Instructions for the task :: Look for the string "number" in the data below, and copy each line that holds it.

Available records ::
■ ■ ■
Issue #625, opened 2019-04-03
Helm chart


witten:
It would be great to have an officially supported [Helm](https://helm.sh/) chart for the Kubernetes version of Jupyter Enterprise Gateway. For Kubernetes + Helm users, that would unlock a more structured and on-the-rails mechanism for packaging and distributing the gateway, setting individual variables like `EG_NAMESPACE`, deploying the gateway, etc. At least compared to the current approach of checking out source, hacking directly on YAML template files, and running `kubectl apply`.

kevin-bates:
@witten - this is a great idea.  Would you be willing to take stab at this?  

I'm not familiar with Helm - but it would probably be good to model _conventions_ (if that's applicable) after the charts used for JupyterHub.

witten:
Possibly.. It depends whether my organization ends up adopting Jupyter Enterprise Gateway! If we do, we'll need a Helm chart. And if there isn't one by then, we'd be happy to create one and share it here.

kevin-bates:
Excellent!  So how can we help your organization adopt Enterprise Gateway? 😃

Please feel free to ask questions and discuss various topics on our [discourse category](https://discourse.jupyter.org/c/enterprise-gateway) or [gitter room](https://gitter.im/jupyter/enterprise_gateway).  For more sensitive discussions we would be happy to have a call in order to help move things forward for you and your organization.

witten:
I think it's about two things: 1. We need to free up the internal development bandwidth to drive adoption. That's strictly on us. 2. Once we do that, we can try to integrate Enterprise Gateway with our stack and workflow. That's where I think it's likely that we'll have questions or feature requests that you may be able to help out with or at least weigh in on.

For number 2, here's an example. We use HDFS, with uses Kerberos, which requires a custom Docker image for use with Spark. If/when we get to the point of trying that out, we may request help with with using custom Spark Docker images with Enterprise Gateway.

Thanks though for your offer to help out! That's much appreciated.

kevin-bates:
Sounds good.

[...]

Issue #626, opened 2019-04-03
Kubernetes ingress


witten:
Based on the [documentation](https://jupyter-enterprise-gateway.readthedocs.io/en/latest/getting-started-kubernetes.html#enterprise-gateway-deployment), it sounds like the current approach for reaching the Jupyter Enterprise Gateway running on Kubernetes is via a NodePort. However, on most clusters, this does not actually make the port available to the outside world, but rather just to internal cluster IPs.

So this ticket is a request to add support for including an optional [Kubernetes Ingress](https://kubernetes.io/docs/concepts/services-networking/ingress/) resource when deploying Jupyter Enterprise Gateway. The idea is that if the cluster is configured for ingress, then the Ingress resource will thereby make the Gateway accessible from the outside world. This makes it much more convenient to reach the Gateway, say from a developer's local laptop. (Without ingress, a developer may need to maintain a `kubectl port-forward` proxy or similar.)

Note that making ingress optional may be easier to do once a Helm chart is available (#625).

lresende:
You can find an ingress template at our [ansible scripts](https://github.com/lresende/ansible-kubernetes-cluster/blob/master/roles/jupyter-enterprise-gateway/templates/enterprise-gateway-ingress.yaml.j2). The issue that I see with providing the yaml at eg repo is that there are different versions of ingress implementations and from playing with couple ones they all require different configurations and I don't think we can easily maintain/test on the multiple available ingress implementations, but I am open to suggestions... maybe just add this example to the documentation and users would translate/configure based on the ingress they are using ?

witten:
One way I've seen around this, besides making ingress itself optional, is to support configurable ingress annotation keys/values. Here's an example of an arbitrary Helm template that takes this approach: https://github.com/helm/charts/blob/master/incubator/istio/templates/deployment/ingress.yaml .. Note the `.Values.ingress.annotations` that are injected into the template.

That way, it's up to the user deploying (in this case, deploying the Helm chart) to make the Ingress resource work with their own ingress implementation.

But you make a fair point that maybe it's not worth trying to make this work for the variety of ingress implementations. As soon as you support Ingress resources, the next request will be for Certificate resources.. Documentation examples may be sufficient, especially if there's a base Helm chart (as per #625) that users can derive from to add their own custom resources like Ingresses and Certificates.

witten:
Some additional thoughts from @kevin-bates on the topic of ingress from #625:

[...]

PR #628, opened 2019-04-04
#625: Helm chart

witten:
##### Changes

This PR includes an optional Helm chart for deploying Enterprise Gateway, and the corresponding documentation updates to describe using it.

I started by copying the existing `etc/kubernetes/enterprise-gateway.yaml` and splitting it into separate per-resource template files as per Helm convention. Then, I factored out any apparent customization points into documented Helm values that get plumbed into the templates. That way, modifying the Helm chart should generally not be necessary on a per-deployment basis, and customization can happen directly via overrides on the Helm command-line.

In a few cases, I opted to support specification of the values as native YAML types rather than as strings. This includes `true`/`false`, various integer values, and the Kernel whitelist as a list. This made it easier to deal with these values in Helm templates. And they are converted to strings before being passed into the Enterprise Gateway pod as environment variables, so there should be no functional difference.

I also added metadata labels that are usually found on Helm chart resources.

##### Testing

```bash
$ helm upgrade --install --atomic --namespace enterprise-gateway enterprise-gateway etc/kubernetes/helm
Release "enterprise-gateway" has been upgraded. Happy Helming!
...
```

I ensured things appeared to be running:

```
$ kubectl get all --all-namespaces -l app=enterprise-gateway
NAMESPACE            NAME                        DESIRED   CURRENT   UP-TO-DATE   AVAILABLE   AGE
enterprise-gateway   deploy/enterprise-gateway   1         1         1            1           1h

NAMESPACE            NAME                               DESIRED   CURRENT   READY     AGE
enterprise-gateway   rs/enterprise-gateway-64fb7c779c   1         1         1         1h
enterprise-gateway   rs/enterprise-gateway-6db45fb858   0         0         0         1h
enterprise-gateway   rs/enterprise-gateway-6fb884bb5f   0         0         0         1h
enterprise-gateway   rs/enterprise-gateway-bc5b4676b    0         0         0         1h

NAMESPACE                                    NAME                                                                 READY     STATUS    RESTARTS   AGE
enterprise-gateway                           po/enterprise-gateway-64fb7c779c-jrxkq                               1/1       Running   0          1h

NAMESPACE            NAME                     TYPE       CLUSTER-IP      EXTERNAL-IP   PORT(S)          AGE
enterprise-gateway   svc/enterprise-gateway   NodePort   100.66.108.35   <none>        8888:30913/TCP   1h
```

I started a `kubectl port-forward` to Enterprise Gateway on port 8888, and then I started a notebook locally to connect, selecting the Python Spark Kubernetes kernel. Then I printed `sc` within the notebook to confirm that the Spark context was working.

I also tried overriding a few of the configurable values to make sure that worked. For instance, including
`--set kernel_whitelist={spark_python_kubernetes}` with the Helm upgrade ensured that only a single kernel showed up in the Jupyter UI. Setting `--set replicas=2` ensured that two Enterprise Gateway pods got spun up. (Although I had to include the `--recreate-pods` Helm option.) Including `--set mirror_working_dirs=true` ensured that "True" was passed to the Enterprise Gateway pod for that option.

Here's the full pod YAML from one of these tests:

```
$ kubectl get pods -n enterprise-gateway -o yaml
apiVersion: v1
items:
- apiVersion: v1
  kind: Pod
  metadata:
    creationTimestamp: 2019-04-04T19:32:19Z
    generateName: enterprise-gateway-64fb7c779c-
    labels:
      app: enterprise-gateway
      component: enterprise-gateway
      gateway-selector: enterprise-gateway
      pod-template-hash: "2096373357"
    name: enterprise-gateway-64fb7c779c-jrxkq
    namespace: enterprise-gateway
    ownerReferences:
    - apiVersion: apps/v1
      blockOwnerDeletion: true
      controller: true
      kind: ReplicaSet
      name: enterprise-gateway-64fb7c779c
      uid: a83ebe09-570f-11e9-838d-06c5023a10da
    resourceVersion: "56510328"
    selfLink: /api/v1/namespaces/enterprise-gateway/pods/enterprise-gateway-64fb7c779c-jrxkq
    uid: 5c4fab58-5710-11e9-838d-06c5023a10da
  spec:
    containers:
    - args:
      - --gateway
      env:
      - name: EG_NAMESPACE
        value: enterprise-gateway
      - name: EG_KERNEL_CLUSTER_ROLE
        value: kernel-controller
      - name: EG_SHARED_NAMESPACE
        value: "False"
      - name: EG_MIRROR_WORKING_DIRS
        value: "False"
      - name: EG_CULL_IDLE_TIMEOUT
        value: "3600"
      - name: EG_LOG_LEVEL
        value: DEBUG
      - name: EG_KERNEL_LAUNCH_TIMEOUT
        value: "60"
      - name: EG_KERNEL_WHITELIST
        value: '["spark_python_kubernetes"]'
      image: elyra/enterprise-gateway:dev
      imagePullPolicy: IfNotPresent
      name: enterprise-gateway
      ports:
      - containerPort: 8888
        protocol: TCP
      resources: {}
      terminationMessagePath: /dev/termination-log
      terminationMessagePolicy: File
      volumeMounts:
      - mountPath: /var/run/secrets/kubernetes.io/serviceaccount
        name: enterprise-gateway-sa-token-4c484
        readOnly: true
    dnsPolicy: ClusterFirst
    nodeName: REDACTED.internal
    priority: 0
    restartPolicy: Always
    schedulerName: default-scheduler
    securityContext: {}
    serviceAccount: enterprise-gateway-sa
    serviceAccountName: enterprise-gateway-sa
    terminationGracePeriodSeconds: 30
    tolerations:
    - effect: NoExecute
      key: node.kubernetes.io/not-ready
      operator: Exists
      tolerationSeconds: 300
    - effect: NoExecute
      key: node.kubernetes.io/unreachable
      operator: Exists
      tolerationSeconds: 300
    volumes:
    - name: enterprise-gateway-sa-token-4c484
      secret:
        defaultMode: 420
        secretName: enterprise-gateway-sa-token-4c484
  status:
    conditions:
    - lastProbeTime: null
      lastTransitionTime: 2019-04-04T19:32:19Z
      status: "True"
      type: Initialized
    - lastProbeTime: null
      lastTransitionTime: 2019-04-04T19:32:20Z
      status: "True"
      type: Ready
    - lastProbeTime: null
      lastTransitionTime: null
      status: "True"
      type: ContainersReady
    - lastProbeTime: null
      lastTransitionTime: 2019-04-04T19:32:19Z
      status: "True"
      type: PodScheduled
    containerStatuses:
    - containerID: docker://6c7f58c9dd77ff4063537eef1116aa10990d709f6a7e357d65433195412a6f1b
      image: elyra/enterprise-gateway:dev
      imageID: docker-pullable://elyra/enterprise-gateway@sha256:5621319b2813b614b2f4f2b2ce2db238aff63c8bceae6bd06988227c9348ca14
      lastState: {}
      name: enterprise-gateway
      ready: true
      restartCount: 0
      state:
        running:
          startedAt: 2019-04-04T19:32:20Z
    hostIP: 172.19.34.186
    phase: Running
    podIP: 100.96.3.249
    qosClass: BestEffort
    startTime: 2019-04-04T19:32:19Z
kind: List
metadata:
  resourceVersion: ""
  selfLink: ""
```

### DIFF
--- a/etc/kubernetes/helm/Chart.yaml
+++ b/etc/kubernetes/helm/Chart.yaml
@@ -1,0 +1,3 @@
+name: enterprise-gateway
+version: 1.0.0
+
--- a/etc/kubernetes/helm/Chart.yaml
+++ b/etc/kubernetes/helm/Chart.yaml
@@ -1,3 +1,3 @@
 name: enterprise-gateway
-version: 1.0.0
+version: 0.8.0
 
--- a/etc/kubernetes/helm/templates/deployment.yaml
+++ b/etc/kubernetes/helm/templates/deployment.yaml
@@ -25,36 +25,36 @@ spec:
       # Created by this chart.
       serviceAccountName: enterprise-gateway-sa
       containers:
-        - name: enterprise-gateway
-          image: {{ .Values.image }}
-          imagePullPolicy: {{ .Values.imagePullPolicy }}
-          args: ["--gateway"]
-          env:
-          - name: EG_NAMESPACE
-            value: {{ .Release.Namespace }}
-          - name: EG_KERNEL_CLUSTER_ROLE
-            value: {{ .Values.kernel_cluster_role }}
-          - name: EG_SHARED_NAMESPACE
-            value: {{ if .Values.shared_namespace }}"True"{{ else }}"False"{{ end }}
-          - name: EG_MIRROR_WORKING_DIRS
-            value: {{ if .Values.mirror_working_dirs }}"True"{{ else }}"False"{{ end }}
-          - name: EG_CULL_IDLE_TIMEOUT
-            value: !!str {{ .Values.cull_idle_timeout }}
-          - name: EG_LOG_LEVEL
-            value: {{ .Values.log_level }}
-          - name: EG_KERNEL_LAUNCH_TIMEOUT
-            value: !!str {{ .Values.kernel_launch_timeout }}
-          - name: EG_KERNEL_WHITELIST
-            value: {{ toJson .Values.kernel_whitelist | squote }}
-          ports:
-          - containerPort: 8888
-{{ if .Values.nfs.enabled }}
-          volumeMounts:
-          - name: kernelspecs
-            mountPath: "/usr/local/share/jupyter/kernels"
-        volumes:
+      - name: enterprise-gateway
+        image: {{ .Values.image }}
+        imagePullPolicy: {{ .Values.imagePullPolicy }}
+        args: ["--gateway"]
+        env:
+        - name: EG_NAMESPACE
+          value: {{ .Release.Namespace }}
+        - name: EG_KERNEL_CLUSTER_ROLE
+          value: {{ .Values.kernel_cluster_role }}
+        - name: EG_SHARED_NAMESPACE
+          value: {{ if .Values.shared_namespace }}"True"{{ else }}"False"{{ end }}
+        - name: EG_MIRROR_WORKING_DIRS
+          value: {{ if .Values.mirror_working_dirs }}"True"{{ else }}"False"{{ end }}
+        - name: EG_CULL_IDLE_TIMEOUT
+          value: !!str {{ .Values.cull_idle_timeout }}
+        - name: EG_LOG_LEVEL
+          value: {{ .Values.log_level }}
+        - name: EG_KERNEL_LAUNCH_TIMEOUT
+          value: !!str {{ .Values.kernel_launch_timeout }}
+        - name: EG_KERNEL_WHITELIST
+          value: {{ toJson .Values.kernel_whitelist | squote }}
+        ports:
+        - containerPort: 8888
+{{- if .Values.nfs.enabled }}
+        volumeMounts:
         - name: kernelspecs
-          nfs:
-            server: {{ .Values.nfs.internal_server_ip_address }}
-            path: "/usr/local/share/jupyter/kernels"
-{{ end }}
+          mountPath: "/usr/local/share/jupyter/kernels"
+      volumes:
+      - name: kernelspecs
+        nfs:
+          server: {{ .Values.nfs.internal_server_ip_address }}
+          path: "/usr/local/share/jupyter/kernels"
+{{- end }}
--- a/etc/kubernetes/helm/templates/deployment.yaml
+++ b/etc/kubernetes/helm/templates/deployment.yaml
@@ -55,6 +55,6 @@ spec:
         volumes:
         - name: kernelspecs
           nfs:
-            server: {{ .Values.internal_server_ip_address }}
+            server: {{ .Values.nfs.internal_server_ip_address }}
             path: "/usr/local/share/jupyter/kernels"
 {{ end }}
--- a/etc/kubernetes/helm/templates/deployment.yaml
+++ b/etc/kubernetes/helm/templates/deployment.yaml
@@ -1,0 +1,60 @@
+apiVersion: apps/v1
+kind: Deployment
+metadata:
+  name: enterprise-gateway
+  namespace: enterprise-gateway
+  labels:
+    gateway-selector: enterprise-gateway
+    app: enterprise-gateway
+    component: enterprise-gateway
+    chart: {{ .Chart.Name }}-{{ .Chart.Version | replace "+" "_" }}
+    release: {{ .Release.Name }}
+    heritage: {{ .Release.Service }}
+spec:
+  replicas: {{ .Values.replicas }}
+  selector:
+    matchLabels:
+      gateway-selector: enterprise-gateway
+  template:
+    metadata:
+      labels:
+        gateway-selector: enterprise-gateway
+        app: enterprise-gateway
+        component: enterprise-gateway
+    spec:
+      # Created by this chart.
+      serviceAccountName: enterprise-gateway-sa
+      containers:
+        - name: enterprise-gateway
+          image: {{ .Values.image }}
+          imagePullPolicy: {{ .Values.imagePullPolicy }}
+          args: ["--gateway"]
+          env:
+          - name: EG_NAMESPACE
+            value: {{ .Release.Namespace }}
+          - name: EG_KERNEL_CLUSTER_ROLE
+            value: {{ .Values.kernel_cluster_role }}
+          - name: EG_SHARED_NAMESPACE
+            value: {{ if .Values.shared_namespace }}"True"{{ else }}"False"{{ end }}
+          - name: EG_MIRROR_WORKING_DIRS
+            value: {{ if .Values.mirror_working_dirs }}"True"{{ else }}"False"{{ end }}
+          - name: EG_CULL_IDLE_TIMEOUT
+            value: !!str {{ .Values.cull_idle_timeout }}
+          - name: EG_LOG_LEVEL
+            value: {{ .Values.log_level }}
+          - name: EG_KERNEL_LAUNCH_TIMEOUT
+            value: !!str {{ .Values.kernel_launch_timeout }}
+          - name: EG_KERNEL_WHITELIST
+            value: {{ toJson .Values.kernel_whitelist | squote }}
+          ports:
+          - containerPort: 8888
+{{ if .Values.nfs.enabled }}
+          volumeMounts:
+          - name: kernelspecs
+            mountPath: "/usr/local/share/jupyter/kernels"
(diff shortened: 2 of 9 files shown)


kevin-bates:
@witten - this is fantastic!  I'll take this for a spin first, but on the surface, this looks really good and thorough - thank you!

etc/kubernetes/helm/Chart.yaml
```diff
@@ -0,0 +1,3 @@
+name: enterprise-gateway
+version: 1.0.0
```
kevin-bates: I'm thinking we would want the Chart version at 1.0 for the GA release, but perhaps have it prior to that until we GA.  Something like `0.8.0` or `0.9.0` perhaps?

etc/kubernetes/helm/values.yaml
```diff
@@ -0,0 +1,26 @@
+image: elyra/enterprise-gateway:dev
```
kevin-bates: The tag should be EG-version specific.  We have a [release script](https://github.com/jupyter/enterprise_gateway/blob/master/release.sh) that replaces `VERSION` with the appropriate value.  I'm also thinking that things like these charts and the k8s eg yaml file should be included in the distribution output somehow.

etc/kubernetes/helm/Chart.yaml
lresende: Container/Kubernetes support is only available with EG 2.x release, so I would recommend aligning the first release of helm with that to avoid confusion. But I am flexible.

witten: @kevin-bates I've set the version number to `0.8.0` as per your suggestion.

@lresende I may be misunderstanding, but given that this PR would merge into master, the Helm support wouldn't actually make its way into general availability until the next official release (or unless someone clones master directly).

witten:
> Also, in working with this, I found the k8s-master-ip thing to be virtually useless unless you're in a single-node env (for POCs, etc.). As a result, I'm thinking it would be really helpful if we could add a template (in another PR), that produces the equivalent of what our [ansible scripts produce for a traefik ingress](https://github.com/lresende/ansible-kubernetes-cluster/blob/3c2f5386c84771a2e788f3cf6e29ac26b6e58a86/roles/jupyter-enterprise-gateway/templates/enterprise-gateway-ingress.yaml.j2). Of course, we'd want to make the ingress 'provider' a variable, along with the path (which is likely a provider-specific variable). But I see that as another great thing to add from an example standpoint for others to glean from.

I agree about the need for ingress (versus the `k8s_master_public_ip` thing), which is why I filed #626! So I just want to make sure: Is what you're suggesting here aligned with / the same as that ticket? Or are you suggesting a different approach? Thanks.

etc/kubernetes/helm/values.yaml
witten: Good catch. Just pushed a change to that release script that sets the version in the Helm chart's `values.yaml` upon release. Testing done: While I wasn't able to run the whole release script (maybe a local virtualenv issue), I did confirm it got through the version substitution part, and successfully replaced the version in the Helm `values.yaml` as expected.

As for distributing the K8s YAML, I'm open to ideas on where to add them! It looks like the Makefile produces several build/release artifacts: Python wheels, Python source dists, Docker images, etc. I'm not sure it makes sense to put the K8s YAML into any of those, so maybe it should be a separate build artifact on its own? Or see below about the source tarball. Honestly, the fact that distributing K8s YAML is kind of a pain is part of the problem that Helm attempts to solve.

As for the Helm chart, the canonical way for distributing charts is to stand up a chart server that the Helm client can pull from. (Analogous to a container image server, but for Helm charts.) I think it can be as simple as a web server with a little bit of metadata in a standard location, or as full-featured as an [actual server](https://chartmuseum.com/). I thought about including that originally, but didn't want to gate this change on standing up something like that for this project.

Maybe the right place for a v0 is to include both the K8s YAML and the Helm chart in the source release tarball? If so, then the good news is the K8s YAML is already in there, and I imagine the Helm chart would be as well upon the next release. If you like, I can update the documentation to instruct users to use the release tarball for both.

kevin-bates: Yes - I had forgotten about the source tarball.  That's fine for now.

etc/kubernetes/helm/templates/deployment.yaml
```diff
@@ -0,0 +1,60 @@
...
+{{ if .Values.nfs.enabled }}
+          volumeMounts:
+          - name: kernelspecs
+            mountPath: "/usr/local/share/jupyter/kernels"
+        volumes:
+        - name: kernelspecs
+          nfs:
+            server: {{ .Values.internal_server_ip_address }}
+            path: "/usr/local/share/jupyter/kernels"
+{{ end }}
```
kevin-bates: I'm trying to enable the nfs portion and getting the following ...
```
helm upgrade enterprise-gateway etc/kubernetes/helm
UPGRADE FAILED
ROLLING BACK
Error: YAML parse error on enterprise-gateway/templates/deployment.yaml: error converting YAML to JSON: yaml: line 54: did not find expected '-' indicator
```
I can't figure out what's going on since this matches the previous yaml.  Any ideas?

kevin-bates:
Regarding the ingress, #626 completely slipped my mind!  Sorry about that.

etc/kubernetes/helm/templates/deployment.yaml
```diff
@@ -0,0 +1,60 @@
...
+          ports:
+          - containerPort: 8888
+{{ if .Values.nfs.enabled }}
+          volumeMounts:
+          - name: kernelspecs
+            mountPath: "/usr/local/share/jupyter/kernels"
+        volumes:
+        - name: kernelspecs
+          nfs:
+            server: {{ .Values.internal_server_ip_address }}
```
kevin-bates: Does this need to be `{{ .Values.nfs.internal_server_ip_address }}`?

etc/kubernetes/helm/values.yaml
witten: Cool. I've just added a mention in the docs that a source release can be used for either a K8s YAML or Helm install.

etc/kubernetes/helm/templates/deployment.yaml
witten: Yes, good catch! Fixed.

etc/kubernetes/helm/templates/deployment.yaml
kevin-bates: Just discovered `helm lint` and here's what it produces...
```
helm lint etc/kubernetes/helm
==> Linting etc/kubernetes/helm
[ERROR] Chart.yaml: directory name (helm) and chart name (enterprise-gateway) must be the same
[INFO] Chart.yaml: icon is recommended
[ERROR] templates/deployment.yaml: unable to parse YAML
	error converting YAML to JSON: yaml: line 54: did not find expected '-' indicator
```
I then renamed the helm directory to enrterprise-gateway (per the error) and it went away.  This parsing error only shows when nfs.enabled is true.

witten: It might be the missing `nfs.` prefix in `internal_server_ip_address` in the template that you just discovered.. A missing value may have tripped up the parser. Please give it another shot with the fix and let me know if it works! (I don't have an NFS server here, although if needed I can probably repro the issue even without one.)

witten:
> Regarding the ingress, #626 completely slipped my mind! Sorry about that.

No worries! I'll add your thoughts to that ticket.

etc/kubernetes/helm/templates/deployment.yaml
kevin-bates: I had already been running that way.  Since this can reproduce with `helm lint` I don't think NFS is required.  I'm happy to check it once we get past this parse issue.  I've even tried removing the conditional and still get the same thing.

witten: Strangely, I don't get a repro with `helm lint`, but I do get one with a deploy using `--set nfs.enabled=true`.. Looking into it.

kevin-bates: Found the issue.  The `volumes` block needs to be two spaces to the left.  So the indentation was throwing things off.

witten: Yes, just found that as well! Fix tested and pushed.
■ ■ ■
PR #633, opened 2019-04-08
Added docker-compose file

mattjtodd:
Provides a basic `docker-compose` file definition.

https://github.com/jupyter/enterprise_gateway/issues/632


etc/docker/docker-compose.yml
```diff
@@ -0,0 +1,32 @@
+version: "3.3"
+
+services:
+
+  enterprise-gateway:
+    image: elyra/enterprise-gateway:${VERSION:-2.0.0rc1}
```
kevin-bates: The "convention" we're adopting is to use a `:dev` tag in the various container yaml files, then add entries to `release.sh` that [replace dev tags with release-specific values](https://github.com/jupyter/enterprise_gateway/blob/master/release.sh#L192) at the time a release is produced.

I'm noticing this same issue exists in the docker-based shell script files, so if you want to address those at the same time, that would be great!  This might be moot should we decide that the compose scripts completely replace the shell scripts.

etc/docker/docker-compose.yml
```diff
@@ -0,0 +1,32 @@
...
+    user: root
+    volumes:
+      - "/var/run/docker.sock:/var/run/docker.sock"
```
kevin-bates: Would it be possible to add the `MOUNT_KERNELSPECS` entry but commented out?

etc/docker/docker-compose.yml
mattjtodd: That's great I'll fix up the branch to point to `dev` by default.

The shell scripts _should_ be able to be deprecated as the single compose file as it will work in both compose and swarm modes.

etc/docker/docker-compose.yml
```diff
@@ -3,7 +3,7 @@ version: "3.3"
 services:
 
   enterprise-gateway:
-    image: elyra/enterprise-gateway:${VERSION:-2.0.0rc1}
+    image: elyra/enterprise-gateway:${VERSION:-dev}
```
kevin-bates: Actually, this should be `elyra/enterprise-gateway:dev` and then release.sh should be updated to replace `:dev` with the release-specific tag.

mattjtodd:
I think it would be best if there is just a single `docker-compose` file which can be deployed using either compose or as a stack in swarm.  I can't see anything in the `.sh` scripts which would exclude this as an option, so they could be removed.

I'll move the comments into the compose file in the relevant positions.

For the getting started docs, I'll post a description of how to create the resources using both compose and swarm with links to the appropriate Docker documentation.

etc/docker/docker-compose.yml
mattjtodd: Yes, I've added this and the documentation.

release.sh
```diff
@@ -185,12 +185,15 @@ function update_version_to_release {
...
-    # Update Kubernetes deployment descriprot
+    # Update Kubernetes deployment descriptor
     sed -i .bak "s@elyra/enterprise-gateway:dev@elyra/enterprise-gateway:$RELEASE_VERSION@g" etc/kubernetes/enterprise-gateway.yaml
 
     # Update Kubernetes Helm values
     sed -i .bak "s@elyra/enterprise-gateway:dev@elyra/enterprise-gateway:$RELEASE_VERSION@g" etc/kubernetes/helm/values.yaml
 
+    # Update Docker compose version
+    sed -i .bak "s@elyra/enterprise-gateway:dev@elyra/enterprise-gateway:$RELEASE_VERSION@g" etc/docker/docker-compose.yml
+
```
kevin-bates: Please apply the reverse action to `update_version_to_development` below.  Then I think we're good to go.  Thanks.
■ ■ ■
Solution for this exercise ::
For number 2, here's an example. We use HDFS, with uses Kerberos, which requires a custom Docker image for use with Spark. If/when we get to the point of trying that out, we may request help with with using custom Spark Docker images with Enterprise Gateway.
witten: @kevin-bates I've set the version number to `0.8.0` as per your suggestion.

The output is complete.